## Task objective
Check every line below, and copy those that include "FeeManager".

═════ Dataset content ═════

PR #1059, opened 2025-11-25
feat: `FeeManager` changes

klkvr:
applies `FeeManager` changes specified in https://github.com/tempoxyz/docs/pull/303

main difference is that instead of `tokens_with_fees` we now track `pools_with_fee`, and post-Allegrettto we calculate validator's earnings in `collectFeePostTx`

═════

## Exercise response
feat: `FeeManager` changes
applies `FeeManager` changes specified in https://github.com/tempoxyz/docs/pull/303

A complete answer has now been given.